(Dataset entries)
*** Begin section ***

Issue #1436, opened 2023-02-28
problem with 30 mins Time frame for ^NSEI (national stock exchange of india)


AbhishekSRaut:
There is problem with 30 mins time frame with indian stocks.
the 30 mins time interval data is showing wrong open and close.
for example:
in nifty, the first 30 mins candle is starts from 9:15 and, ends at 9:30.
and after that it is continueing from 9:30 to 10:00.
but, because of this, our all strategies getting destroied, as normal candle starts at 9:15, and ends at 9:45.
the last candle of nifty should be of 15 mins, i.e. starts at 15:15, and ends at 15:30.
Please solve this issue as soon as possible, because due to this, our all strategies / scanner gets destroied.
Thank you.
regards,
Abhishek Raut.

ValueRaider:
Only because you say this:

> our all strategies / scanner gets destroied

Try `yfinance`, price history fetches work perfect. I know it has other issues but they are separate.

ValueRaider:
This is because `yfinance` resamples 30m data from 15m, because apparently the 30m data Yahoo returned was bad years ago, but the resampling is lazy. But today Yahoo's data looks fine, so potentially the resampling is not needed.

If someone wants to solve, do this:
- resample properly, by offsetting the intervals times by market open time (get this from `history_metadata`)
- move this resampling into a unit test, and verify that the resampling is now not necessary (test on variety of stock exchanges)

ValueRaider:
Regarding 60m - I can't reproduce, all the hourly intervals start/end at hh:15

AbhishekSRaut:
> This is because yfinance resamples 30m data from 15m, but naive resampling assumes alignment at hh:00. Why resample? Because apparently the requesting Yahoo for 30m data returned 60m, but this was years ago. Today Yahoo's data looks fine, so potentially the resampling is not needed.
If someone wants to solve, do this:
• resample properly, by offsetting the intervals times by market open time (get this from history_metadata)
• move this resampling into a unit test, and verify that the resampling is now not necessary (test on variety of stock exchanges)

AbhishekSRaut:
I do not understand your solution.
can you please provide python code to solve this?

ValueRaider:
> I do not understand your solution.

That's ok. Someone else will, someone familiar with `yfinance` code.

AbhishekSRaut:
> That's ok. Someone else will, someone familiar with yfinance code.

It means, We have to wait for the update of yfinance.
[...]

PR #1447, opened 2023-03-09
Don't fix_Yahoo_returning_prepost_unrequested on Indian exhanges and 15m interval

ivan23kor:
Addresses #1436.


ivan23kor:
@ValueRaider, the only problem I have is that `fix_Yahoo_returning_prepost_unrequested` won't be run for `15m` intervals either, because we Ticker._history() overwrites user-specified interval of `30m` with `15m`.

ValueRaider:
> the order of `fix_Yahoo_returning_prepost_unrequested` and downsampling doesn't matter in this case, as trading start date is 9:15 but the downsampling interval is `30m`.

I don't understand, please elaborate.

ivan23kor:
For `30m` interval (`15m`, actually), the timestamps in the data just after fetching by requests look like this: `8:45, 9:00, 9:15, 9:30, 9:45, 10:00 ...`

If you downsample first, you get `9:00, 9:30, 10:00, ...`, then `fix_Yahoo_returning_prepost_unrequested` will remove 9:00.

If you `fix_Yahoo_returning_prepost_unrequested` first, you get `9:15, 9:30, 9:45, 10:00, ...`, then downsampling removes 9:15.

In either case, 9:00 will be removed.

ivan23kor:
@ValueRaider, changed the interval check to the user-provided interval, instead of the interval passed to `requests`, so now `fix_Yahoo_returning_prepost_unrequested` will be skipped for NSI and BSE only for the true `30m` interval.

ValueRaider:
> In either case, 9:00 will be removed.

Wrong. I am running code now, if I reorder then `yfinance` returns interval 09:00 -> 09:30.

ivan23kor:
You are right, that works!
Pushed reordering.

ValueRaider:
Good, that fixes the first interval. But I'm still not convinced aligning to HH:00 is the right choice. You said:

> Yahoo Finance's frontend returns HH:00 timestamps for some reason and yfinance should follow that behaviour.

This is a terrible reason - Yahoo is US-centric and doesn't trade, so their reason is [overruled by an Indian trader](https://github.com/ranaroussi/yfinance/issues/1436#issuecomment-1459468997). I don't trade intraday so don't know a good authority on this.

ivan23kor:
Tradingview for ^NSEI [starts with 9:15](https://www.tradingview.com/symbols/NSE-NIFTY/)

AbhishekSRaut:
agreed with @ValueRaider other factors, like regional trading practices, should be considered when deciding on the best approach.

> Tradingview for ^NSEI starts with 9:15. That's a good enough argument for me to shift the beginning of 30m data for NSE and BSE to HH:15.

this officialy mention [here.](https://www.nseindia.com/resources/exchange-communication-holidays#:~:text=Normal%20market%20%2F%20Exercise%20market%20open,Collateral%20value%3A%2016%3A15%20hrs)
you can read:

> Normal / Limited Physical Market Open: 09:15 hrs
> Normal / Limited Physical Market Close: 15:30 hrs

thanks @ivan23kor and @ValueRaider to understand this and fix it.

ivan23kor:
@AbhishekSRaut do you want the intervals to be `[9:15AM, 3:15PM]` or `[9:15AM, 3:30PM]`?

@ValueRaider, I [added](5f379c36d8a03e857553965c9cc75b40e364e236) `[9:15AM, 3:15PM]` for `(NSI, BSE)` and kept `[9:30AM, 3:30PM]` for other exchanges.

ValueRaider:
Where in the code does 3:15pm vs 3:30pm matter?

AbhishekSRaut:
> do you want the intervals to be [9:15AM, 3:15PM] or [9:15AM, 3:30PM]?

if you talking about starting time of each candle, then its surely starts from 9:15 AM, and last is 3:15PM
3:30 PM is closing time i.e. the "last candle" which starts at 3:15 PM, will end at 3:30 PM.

*** End section ***

▸ **WHAT IS EXPECTED**
For the entries above, transcribe precisely the lines from the one with "if you talking" through the end, including both.

▸ **RESULT BELOW**
if you talking about starting time of each candle, then its surely starts from 9:15 AM, and last is 3:15PM
3:30 PM is closing time i.e. the "last candle" which starts at 3:15 PM, will end at 3:30 PM.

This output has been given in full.